To do:
Copy each line of the listing where the word "going" can be found.

Provided data:
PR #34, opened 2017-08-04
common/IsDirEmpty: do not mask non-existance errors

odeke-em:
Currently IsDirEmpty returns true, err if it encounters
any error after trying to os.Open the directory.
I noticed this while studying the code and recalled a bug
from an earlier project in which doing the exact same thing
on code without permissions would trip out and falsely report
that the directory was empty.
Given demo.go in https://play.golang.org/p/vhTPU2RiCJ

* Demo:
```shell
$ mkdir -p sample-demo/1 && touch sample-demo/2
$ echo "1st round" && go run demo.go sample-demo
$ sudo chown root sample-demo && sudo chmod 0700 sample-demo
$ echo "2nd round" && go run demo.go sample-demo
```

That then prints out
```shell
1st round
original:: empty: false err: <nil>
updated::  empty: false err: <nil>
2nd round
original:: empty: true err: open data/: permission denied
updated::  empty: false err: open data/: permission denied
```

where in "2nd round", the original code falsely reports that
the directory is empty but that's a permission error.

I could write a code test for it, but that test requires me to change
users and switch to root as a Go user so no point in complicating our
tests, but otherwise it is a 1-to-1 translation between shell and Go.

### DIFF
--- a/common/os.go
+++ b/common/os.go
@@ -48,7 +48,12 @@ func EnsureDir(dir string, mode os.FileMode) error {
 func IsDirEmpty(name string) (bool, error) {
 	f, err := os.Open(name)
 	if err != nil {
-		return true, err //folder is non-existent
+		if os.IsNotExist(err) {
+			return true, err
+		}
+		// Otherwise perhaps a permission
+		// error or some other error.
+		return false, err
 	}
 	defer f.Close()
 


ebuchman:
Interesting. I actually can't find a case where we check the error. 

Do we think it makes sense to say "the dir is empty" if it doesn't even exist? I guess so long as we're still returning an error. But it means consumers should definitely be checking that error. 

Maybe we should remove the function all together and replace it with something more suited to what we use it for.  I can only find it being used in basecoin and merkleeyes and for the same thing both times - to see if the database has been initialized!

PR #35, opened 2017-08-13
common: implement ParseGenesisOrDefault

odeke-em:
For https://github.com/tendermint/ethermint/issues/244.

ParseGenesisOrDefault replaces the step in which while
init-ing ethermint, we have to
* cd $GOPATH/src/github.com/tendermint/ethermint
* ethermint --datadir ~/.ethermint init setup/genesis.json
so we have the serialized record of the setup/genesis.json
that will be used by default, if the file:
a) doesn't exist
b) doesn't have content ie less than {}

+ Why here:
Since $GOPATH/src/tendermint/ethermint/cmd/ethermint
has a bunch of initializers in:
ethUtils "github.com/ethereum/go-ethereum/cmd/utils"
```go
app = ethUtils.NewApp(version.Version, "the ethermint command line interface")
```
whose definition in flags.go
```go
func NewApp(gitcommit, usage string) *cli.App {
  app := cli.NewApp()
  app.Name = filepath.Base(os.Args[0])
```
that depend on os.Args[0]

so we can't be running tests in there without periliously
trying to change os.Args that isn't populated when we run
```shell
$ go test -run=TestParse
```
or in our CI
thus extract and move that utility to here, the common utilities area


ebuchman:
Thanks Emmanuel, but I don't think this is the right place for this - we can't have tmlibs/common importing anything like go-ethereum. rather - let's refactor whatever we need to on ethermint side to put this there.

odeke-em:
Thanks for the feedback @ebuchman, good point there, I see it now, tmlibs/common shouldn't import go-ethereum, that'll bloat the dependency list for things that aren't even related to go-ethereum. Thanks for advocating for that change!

...

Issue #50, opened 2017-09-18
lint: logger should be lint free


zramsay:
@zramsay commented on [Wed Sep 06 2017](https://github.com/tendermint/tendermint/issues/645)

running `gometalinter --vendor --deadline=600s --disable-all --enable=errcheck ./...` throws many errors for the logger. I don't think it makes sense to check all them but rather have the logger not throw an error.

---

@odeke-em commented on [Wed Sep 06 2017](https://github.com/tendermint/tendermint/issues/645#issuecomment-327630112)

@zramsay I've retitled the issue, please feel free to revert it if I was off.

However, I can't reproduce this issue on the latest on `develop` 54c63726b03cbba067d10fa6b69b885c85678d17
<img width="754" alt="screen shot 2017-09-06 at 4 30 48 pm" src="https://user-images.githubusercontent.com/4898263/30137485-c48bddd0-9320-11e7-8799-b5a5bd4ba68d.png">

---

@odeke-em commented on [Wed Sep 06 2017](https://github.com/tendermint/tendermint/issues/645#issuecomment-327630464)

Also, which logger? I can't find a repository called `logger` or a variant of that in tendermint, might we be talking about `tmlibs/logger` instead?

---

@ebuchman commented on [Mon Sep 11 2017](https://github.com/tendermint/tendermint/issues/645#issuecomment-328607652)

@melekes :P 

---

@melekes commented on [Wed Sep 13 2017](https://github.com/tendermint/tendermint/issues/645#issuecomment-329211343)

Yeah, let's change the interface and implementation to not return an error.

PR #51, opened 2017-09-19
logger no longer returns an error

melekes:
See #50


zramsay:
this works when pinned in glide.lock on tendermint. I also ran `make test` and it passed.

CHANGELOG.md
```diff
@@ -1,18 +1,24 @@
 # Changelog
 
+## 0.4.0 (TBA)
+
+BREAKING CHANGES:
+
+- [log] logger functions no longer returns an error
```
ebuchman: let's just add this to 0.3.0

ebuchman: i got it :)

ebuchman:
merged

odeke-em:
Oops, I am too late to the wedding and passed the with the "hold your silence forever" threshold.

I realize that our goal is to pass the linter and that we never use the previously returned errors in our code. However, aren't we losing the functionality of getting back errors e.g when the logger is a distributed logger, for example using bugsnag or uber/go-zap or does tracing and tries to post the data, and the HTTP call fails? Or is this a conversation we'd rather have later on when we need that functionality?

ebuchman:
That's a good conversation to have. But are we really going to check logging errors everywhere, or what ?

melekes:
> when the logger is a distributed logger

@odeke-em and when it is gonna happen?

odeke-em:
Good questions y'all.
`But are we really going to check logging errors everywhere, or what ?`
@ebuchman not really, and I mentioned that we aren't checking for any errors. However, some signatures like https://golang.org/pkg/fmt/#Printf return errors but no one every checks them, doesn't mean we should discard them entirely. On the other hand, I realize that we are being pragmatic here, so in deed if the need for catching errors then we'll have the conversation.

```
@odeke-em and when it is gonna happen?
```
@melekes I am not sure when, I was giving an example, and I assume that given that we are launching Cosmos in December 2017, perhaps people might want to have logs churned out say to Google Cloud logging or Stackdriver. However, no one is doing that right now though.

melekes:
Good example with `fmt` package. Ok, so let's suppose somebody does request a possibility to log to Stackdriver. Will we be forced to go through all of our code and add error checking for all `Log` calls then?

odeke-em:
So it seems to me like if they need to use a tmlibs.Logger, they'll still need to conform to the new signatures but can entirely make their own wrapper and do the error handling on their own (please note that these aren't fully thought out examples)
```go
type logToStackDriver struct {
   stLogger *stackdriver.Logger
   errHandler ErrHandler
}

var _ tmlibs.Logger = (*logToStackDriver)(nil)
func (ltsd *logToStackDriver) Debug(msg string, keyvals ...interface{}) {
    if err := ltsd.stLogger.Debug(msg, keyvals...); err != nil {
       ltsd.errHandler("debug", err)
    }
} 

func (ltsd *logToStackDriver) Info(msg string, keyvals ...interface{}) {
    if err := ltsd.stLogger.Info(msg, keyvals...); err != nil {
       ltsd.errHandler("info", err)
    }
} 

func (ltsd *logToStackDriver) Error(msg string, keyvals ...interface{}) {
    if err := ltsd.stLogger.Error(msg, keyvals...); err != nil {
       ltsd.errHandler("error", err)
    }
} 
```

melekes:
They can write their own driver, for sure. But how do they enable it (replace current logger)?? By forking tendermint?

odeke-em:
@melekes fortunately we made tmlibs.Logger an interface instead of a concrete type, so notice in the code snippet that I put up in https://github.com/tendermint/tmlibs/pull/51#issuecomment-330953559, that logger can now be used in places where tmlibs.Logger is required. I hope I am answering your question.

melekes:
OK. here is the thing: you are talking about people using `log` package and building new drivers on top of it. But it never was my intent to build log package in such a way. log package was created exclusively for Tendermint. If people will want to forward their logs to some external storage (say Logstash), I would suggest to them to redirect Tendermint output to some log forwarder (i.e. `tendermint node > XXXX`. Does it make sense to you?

Task output:
That's a good conversation to have. But are we really going to check logging errors everywhere, or what ?
`But are we really going to check logging errors everywhere, or what ?`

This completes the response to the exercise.